Lumen Reads

La Terre Creuse des Flandres

Lire le chapitre 4: Voices

La nuit était une épaisseur humide, une couverture de boue et d'obscurité qui avalait les sons. Émile et Bryce avançaient en silence, courbés sous la toile de jute tendue entre les tranchées, leurs pas chuchotant dans la vase. Le cœur d'Émile battait un rythme plus lourd que ses semelles. Trois-deux-trois, trois-deux-trois. Il entendait encore le martèlement dans ses os.

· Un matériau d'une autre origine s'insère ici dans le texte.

PR #1372, opened 2016-09-28
Match short numbers in text

marado:
FindNumbers isn't currently able to find short numbers, which is a reasonable
expectation from it.

This patch changes the way phone numbers are verified, checking not only if
they are possible/valid numbers but also if they're possible/valid short
numbers.

Closes: #442

### DIFF
--- a/java/libphonenumber/src/com/google/i18n/phonenumbers/PhoneNumberUtil.java
+++ b/java/libphonenumber/src/com/google/i18n/phonenumbers/PhoneNumberUtil.java
@@ -466,7 +466,8 @@ public class PhoneNumberUtil {
     POSSIBLE {
       @Override
       boolean verify(PhoneNumber number, String candidate, PhoneNumberUtil util) {
-        return util.isPossibleNumber(number);
+        ShortNumberInfo shortInfo = ShortNumberInfo.getInstance();
+        return (util.isPossibleNumber(number) || shortInfo.isPossibleShortNumber(number));
       }
     },
     /**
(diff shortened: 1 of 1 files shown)


keghani:
Thanks for taking a look at #442 @marado!

This task is unfortunately much bigger than one file as lararennie@ mentioned at #442.

Moreover PhoneNumberUtil.java does not support short numbers. This is also mentioned in our FAQ at [Why does PhoneNumberUtil return false for valid short numbers?](https://github.com/googlei18n/libphonenumber/blob/master/FAQ.md#why-does-phonenumberutil-return-false-for-valid-short-numbers)

We can't accept a pull request for #442 as there is significant work and testing involved for such a change, and reviewing it would be almost as much work as doing it ourselves. We can't prioritize this right now as metadata updates are prioritized over code changes, except for bug fixes; and we have quite a significant backlog.

I'll close this PR as we're tracking the issue already. As lararennie@ mentioned in the issue, you're welcome to build your own solution on top of PhoneNumberMatcher.java until we have the cycles to pick this up.

marado:
Thanks for your reply @keghani .

Would a patch that adds a new findNumbers method for ShortNumberInfo (that only looks for short numbers, but doesn't change any behaviour) be acceptable?

keghani:
Unfortunately we can't accept pull requests for large coding tasks at this time. The testing and the domain knowledge not to break existing use cases is rather large and we don't have the bandwidth to look into it right now. And we approach adding new API methods with caution and consideration as such methods cannot lightly be removed, so we can't just add a new functionality either. Sorry I don't have better news :(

Le boyau de mine était un trou noir craché par la terre, effondré en partie. Émile avait passé la journée à en cartographier chaque bosse, chaque fissure, au cas où il aurait besoin de s'y retrouver dans le noir complet. Il n'avait pas confié son plan à Félix, ni même à son équipe. Seulement à Bryce. Le Britannique avait cette manière de taire les questions, comme s'il en savait déjà trop.

Ils retirèrent les rondins et la terre tassée avec des gestes précis, presque tendres. La pierre taillée réapparut, lisse, anormalement lisse. Le mot LUXE se détachait à peine dans la lumière de la lanterne sourde, ces lettres comme griffées par un ongle géant. Émile y posa la paume. La pierre était légèrement tiède. Cela faisait des heures qu'elle était exposée à l'air, se dit-il. Mais dans sa poitrine, autre chose répondait.

— En bas, murmura Bryce.

Sa voix était à peine un souffle, mais elle sembla rouler dans le tunnel comme un caillou. Émile acquiesça et commença la descente. Le conduit n'était pas vertical, mais en pente douce, taillé comme une gigantesque vis. Les parois portaient les traces d'outils inconnus, des striures horizontales, régulières, comme les rides d'une mer pétrifiée.

Trente pas. Cinquante. La pente refusa de s'arrêter.

Bryce le suivait, un mètre derrière. Sa main effleura l'épaule d'Émile. Halte. Ils retinrent leur souffle.

Et les voix montèrent.

Pas des voix de la surface. Elles venaient d'en bas, d'un abîme sous leurs pieds, filtrées à travers des mètres de roche comme si elles traversaient une porte entrouverte. Une langue basse, gutturale. Allemand. Émile le savait parce qu'il passait des heures dans l'écoute des trouves, à reconnaître les accents ennemis. Mais ces voix n'avaient pas l'urgence ordinaire du front. Elles n'étaient ni tendues, ni surveillées. Elles conversaient. Deux hommes, peut-être plus, qui se racontaient quelque chose — une histoire, un souvenir — avec ce ton de conversation ordinaire qu'on n'entend jamais au combat.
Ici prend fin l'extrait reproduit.